Line Scan Camera Light Source Selection and Illumination Methods

In machine vision, the selection of light sources and illumination methods is also very important. The appropriate choice of light sources and illumination methods can effectively help line scan cameras capture clear images, greatly improving recognition accuracy. The following content introduces the selection of light sources and illumination methods for line scan cameras.

Line Scan Camera Light Source Selection

In line scanning projects, commonly used light sources include LED light sources, halogen lamps (fiber optic light sources), and high-frequency fluorescent lamps.
LED light sources are currently the mainstream machine vision light sources. They are characterized by long life, good stability, and very low power consumption.

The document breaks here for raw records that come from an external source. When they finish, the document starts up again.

Issue #484, opened 2019-07-31
Logical + Physical Operators for Create and Drop


17zhangw:
Currently we don't have logical/physical operators for `CREATE` and `DROP` but we do have the plans (i.e `src/include/planner/plannodes/create_*.h` and `src/include/planner/plannodes/drop_*.h`).

Ideally for create/drop operations, the optimizer should take in a logical operator, convert it to a physical operator, and then emit the correct plan (as opposed to special casing in Peloton). To do this, we need logical + physical operators for `CREATE` and `DROP` that contain all the information required by the plan nodes.

apavlo:
@zhou0ricky Start with `CreateDatabasePlanNode`

1. Look at the create plan nodes to see what meta-data they store:

https://github.com/cmu-db/terrier/blob/master/src/include/planner/plannodes/create_database_plan_node.h#L111

2. Add new logical operators to this file: https://github.com/cmu-db/terrier/blob/master/src/include/optimizer/logical_operators.h

3. Add new physical operators to this file: https://github.com/cmu-db/terrier/blob/master/src/include/optimizer/physical_operators.h

PR #582, opened 2019-10-07
Logical + Physical Operators for Create and Drop #484

zhou0ricky:
Created Logical Operators for Create operations mentioned in plannodes directory in logical_operators.cpp and logical_operators.h.

Also updated OperatorVisator class in operator_visator.h as well as add new Logical Operators in OpType class in optimizer_def.h. 

Compilation failures still arise due to issues in optimizer_def.h and operator_visator.h. 
Clarification on physical operator implementation is needed.


src/include/optimizer/logical_operators.h
```diff
@@ -958,5 +958,230 @@ class LogicalExportExternalFile : public OperatorNode<LogicalExportExternalFile>
...
 
+/**
+ * Logical operator for CreateDatabase
+ */
+class LogicalCreateDatabase : public OperatorNode<LogicalCreateDatabase> {
+ public:
+  /**
+   * @return
+   */
+  static Operator Make();
```
apavlo: I think you need a `std::string name_` member.

src/include/optimizer/logical_operators.h
```diff
@@ -958,5 +958,230 @@ class LogicalExportExternalFile : public OperatorNode<LogicalExportExternalFile>
...
+ * Logical operator for CreateTable
+ */
+class LogicalCreateTable : public OperatorNode<LogicalCreateTable> {
+ public:
+  /**
+   * @param database_oid OID of the database
+   * @param namespace_oid OID of the namespace
+   * @return
+   */
+  static Operator Make(catalog::db_oid_t database_oid, catalog::namespace_oid_t namespace_oid);
```
apavlo: Again, a table needs to have a name.

PR #591, opened 2019-10-11
Increase recovery benchmark iterations

GustavoAngulo:
The `ReadWriteWorkload` and `HighStress` recovery benchmarks seem to only be running for 2 iterations each on jenkins. We should bump these up as anomalies (such as disk slowdowns) will sometimes produce low numbers.


GustavoAngulo:
New parameters result in the following new iteration counts:

* HighStress: 2 -> 5          
* ReadWriteWorkload: 2 -> 6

Halogen lamps, also known as fiber optic light sources, are particularly bright, but their downside is obvious—they have a short life, only 1000-2000 hours or so, and require frequent replacement of bulbs. The light source is a halogen bulb, which, through a special optical lens and a light distribution system, is finally output through a fiber optic cable. The light source power is very high, up to 250 watts. Halogen lamps also have another name—cold light sources—because after transmission through the fiber optic cable, the end that emits light is not hot and has stable color temperature, making them suitable for occasions where the environment temperature is sensitive.

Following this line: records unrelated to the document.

PR #593, opened 2019-10-15
Refactoring garbage collector to use deferred action framework

yash620:
WIP, most of implementation complete. Still have to refactor all the tests


src/transaction/deferred_action_thread.cpp
```diff
@@ -0,0 +1,11 @@
+#include "transaction/deferred_action_thread.h"
+#include "transaction/deferred_action_manager.h"
+
+namespace terrier::transaction {
+    void DeferredActionThread::DeferredActionThreadLoop() {
+    while (run_deferred_events_) {
+      std::this_thread::sleep_for(deferred_actions_period_);
```
jrolli: I don't think we want to unconditionally sleep.  @GustavoAngulo can probably provide insight on how to efficiently check whether sleeping is appropriate since he had to address that issue in the log manager.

High-frequency fluorescent lamps have a similar light-emitting principle to fluorescent lights, except that the lamps are industrial-grade products. They are suitable for large-area illumination, have high brightness, and low cost, but the biggest drawback of fluorescent lamps is flicker and rapid decay. Fluorescent lamps definitely require a high-frequency power supply, meaning the frequency of light source flicker is much higher than the frequency of camera image acquisition (for line-scan cameras, this is the line scanning frequency) to eliminate flicker in the image. A dedicated high-frequency power supply can achieve 60KHz.

The Three Illumination Methods for Line Scan Cameras

Bright Field Illumination

Bright field illumination is the standard method for surface inspection using a linear scanning camera. The arrangement of the camera and illumination equipment should place the camera in the reflection angle of the illumination device (the angle of incidence = the angle of reflection).
In this way, as much incident light as possible can be detected. This is particularly effective for reflective materials. Bright areas appear bright, and dark areas appear dark. If the surface structures are angled and not aligned but tilted, they will also appear very dark in the camera image. Surface scratches or inclined phases will have darker gray shadows in the image.

Dark Field Illumination

Line-scan cameras can also be used to achieve a dark field effect. Therefore, the illumination does not aim at the component from the reflection angle but is significantly more oblique. Directly reflected light does not enter the camera, so the field appears very dark, and the camera can only detect faint stray light. This technique requires a lot of light. Scratches, gaps, elevations, or embossing appear bright under scattered light due to their uneven surfaces. Detecting smooth surfaces can be challenging.

Backlighting

Under these lighting conditions, the camera and illumination are directly opposite each other, with the test object in between them. This allows the contours of opaque materials to be seen, detecting edge breaks, and measuring components. Transparent objects (such as glass, metal foil, etc.) can be used to make bubbles, cracks, or edge fragments within the material visible.

The type of light source and illumination method used depends on specific application requirements, including the material properties of the object being inspected, surface conditions, inspection distance, and image quality requirements. The correct selection of light sources and illumination methods greatly assists in enhancing the detection quality and precision of machine vision systems.